# Working with speaker wire



## Jack N (Oct 7, 2006)

I'm in the process of wiring my home theater and I need to solder two pieces of 8ga speaker wire together. I haven't been able to get enough heat into the wire to get the solder to melt - there's just too much surface area that dissipates the heat. I've tried using an electric soldering iron, and then a butane micro torch with a soldering iron attachment but neither method has worked. My only remaining option is to use a direct flame from the micro torch directly but I'm not fond of that idea. I'll try it if it turns out to be my only option. I'm looking for some more ideas.


----------



## tonyvdb (Sep 5, 2007)

have you put solder paste (Flux) on the two sections you want to solder together?


----------



## Jack N (Oct 7, 2006)

No. I'm using resin core.


----------



## willis7469 (Jan 31, 2014)

Try the electric iron, and a heat gun or hair dryer at close distance to hold/transfer the heat. Not too close to melt the jacket though. Bernzomatic torch? Are you gonna heat shrink over the joint?


----------



## tonyvdb (Sep 5, 2007)

Jack N said:


> No. I'm using resin core.


Resin core works on small awg wire but you will get better results if you buy a tin of the stuff and actually dip the ends of the wire into it and then apply heat and solder. It will pull the solder into the core of the wires.


----------



## Jack N (Oct 7, 2006)

Willis7469 – Bernzomatic torch? Yes. Heat shrink? No. The solder joint is straight wire with an inch of insulation stripped away and another wire coming in perpendicular to the first wire so the connection is shaped like a “ T ”.

Tonyvdb – I understand what you’re saying but the problem is getting enough heat into the wires to get the solder to melt in the first place.
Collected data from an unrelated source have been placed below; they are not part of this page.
Issue #211, opened 2019-05-22
RHEL8 support


term1n4l:
Could you update this module to allow support for RHEL8?

ghoneycutt:
Please send a pull request. Here's a recent example of SLES 15 being added.

https://github.com/ghoneycutt/puppet-module-pam/commit/f87a27a9d86981efd1a93b553df1c3f511b28ea7

term1n4l:
> Please send a pull request. Here's a recent example of SLES 15 being added.
> 
> [f87a27a](https://github.com/ghoneycutt/puppet-module-pam/commit/f87a27a9d86981efd1a93b553df1c3f511b28ea7)

Seems Pete Harvey beat me to it, thanks Pete Harvey :+1:

marszip:
When do expect to have a formal release that includes this fix?

ghoneycutt:
Released in v3.4.0 !

PR #213, opened 2019-05-24
(GH-211) Add support for RHEL 8

ph84172:
I've tested this on a fresh install of RHEL 8 and it appears to be working correctly.

Garrett, I'm not sure how you want to handle the vagrant image for this test as there's no CentOS 8 yet.  There does appear to be a vagrant box for RHEL 8 but I haven't tested it.


ghoneycutt:
Hi @ph84172 could you also please add a vagrant box to the Vagrantfile so we can test it works that way. We also need to add a docker image to https://github.com/ghoneycutt/puppet-module-pam/tree/master/spec/acceptance/nodesets and https://github.com/ghoneycutt/puppet-module-pam/blob/master/.travis.yml which I forgot to do for SLES15.

ph84172:
@ghoneycutt is there a way to specify a different container registry in the nodesets file?  Redhat publish their "Universal Base Image" which is based on RHEL8 but it's hosted on registry.access.redhat.com rather than Docker Hub.

ph84172:
Alternatively we wait until CentOS 8 has been released and there's a centos8 image on Docker Hub :)

ghoneycutt:
Try specifying the registry through the environment variable `DOCKER_REGISTRY` such as

```sh
DOCKER_REGISTRY="registry.access.redhat.com" \
BEAKER_set="el-8" \
BEAKER_PUPPET_COLLECTION=puppet6 \
bundle exec rake beaker
```

ghoneycutt:
If that does not work, suggest using one of the unofficial images from docker hub.

ghoneycutt:
Created https://tickets.puppetlabs.com/browse/BKR-1593

ghoneycutt:
Hi @ph84172 Seems we just have these two left before we can merge. For the docker image, suggest using an unofficial one and putting a comment in there with a link to this issue that explains why it is being used and that we are waiting on the BKR ticket to use the official one.

- [ ] Vagrant
- [ ] beaker nodeset and addition to .travis.yml

ph84172:
@ghoneycutt I've tried adding unofficial RHEL 8 Vagrant boxes / Docker images - does this run through Travis correctly?

Vagrantfile
```diff
@@ -21,6 +21,13 @@ Vagrant.configure(VAGRANTFILE_API_VERSION) do |config|
   config.vm.provider :virtualbox do |vb|
     vb.customize ["modifyvm", :id, "--memory", "512"]
   end
+  
+  config.vm.define "el8-pam", autostart: true do |c|
```
ghoneycutt: autostart should be false. When you do `vagrant up` without specifying a VM it will start those and we only want one to start, EL7.

spec/acceptance/nodesets/rhel-8.yml
```diff
@@ -0,0 +1,20 @@
...
+    docker_image_commands:
+      - 'yum install -y wget'
+    docker_container_name: 'pam-el8'
+CONFIG:
+  log_level: debug
+  type: foss
+ssh:
+  password: root
+  auth_methods: ["password"]
+
```
ghoneycutt: no empty line at the bottom

spec/acceptance/nodesets/rhel-8.yml
```diff
@@ -0,0 +1,20 @@
+HOSTS:
+  rhel8:
+    roles:
+      - agent
+    platform: el-8-x86_64
+    hypervisor: docker
+    image: roboxes/rhel8
```
ghoneycutt: could you add a comment here that points to the BKR ticket that explains we are not using an official image because we cant until that ticket is resolved.

.travis.yml
```diff
@@ -48,6 +48,18 @@ matrix:
     env: BEAKER_set="centos-7" BEAKER_PUPPET_COLLECTION=puppet6
     bundler_args:
     script: bundle exec rake beaker
+  - rvm: 2.4.4
```
ghoneycutt: perfect

ph84172:
It's all yours, thanks Garrett.

Might be worth thinking about switching the box/container images over to CentOS 8 when it's released to keep it consistent with the previous use of CentOS 7 as the canonical "EL7" target.

ghoneycutt:
Docker and Vagrant failing because you need credentials to use yum. Can we work around this?

```
"This system is not registered to Red Hat Subscription Management. You can use subscription-manager to register."
```

ph84172:
I've removed the "yum -y install wget" in the nodeset file as wget is already installed in the base RHEL 8 environment.

I also reworked provision_basic_el.sh into a new provision_basic_rhel.sh for the RHEL 8 target which again, removes the wget reference and removes references to EPEL (doesn't exist yet for RHEL 8) and CentOS repositories.

ph84172:
I've also renamed the Vagrant machine from "el8-pam" to "rhel8-pam" thinking that it's probably better to start distinguishing explicitly between CentOS (el) and RHEL (rhel).

ph84172:
Ping @ghoneycutt - how's this PR looking now?  Thanks.

ghoneycutt:
@ph84172 Could you please rebase and I'll get this merged. Great work on this PR!

ph84172:
@ghoneycutt looks like Beaker tries to do a "yum install" of some openssh components once the container is up, which will fail without a valid RH subscription.  Given that we can't be too far away from a CentOS 8 release I'm wondering if we should nix this until then?  

We could either add support for EL 8 without functioning tests for now and put it on the "unsupported" list or just wait for CentOS 8 and try this PR again then.  What do you think?

ghoneycutt:
Seems like a reasonable approach to put them in unsupported, pending centos 8 release. Besides the README, could you update travis with the an allowed_failures section and put a comment that these should be changed to centos 8 and link back to this pull request. That should hopefully make it apparent to everyone what's going on and when to expect support.

here's an example

https://github.com/sensu/sensu-puppet/blob/master/.travis.yml#L140-L144

ph84172:
@ghoneycutt thanks - now updated.

spec/acceptance/nodesets/centos-8.yml
```diff
@@ -0,0 +1,20 @@
+HOSTS:
+  centos7:
```
ghoneycutt: this should read `centos8`

spec/acceptance/nodesets/centos-8.yml
```diff
@@ -0,0 +1,20 @@
...
+    docker_image_commands:
+      - 'yum install -y wget'
+    docker_container_name: 'pam-el8'
+CONFIG:
+  log_level: debug
+  type: foss
+ssh:
+  password: root
+  auth_methods: ["password"]
+
```
ghoneycutt: no empty line

ghoneycutt:
@ph84172 Drats! Noticed a typo with centos7 vs 8. Could you please update/rebase and then I'll get this merged for real :)

ph84172:
@ghoneycutt should be good to go 👍

ph84172:
Ping @ghoneycutt 😊

anders-larsson:
HI @ghoneycutt,

Is there anything preventing this from being merged? We would love to see RHEL8 support added :)

anders-larsson:
Hi again,

After some further investigation is appears we might need to do further changes for this pull request. In RHEL8 they've introduced [authselect](https://access.redhat.com/documentation/en-us/red_hat_enterprise_linux/8/html-single/using_authselect_on_a_red_hat_enterprise_linux_host/index) which appears to be a new way of customizing PAM configuration. It allows you to have multiple PAM configuration and select which PAM configuration should be used.

Current implemention (old way) still appears to work however maybe we should try to align us to RedHat's way of working? This could make it easier to introduce non-default setups as well such as QAS.

ph84172:
It's certainly worth revisiting - the current PR had some workarounds for the fact there were no CentOS 8 images around at the time.

ghoneycutt:
Thanks everyone!

PR #7837, opened 2024-02-12
Add compatibility flag to all createrepo commands

mbykhovtsev-ms:
###### Merge Checklist  

- [x] Ready to merge

---

###### Summary 

PR #7715 upgrades `createrepo_c` package from version `0.17.5` to `1.0.3` which introduces breaking changes to how `createrepo` command creates metadata files, their format changes entirely which makes `tdnf` unable to read it properly. However if run with `--compatibility` flag, it will preserve the format as much as it can and thus `tdnf` can use the created metadata files for the repo. This PR adds such flags to all of our `createrepo` commands used so that we can upgrade the package. This flag does not change behavior of the command in our current version of the package, so it won't break anything in adding this now.

###### Change Log  

- Added `--compatibility` flag to all `creatrepo` commands

**YES**

###### Test Methodology

- Pipeline build id: local

### DIFF
--- a/.pipelines/containerSourceData/Dockerfile-Initial
+++ b/.pipelines/containerSourceData/Dockerfile-Initial
@@ -7,7 +7,7 @@ RUN --mount=type=bind,source=./Stage/,target=/dockerStage/ \\\
     tdnf install -y createrepo; \\\
     cp -r ${RPMS_PATH} ${LOCAL_REPO_PATH}; \\\
     cat /dockerStage/marinerLocalRepo.repo >> /etc/yum.repos.d/local.repo; \\\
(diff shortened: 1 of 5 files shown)


suresh-thelkar:
All the code changes look good to me. 

It seems we might also need to modify dnf.patch to include --compatibility flag for createrepo for fontpackages.spec. Can you please take a look into this.

suresh-thelkar (approved):

mbykhovtsev-ms:
> All the code changes look good to me.
> 
> It seems we might also need to modify dnf.patch to include --compatibility flag for createrepo for fontpackages.spec. Can you please take a look into this.

Good catch, I did not see command there at first only comments but upon second look I have noticed it needs change too. Updated

dmcilvaney (approved):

If the solder doesn’t melt, flux is a moot point.


----------



## mikeyb128 (Dec 25, 2014)

I went to automotive school up here in Canada and we get heavy instruction of electrical including how to properly solder. One tip is to put a dab of solder on the iron then hold the iron with the dab touching the wires you wish to solder together, the heat transfers from the iron to the solder, from the solder directly into the wire. You then hold the solder to the wire and not the iron, the solder will "suck" into the wire. It takes some practice but is really easy, and rosin core will work really well. If you are soldering critical parts then heat sinks and adjustable temp solder irons are recommended. With speaker wire you are safe! 8 awg is pretty heavy so you might want a higher wattage iron. This may be your problem.


----------



## Jdiesel87 (Oct 30, 2013)

What kind of tip does your soldering iron have? I find the the extra surface area of a flat tip helps transfer the heat much better.


----------



## Jack N (Oct 7, 2006)

Mikeyb128 – Good tip. Thanks. I’ll give it a try.

Jdiesel87 – Yes, it does have a flat tip. I also tried a smaller flat tip hoping the heat would be more concentrated.


----------



## Andre (Feb 15, 2010)

I solder very few things, I prefer to "twist and crimp", but thats a personal preference. There are some excellent tips here.

The flux for one, tinning the end of your iron another, coat each wire individually then melt them together.


----------



## tonyvdb (Sep 5, 2007)

I always heat from the bottom of the wire and apply solder to the top and it pulls it through. Ive done up to 12awg wire with no issues using a 35watt Weller iron with a pointed tip.


----------



## Andre (Feb 15, 2010)

You can also try a lower melting point solder


----------



## Wayne A. Pflughaupt (Apr 13, 2006)

Jack N said:


> My only remaining option is to use a direct flame from the micro torch directly but I'm not fond of that idea. I'll try it if it turns out to be my only option.


For eight-gauge wire, there will be no other option, for soldering at least. The million dollar question is if the insulation will take the heat. I’m guessing it won’t.

There are better options for splicing wire that thick than soldering. You should be able to adapt a coupler of some kind designed for car audio use that will have a pressure (screw terminal) connection. Probably your best bet, as I doubt you can find a twist-on wire nut for wire that large, and butt splices in that size are industrial fare that will require special crimping tools.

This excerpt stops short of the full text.